## Your objective
Return an exact transcript of the material below from the line containing "MBkkt: It can" through its final line, and no other lines.

-=-=-=-=-

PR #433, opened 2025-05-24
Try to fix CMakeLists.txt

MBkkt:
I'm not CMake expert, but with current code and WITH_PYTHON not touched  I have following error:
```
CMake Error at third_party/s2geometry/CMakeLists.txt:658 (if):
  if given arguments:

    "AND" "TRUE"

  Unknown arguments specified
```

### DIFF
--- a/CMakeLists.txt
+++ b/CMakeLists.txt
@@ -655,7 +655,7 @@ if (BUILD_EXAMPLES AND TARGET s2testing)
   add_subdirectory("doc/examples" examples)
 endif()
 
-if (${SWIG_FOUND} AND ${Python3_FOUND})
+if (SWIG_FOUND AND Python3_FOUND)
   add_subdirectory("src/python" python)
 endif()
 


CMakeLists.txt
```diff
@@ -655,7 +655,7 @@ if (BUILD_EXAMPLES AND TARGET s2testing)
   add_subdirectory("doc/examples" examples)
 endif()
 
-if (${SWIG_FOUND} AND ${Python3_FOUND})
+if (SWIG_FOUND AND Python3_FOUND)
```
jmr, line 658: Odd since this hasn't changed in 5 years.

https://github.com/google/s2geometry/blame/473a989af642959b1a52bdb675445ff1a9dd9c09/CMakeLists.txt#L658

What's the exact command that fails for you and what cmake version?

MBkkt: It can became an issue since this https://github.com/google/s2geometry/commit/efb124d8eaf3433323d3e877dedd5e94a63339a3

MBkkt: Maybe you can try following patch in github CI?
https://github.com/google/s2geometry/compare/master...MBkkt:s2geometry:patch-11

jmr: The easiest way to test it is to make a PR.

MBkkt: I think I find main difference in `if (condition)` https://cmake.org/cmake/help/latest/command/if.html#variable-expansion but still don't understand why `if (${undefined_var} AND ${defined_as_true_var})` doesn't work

-=-=-=-=-

## Answer area
MBkkt: It can became an issue since this https://github.com/google/s2geometry/commit/efb124d8eaf3433323d3e877dedd5e94a63339a3

MBkkt: Maybe you can try following patch in github CI?
https://github.com/google/s2geometry/compare/master...MBkkt:s2geometry:patch-11

jmr: The easiest way to test it is to make a PR.

MBkkt: I think I find main difference in `if (condition)` https://cmake.org/cmake/help/latest/command/if.html#variable-expansion but still don't understand why `if (${undefined_var} AND ${defined_as_true_var})` doesn't work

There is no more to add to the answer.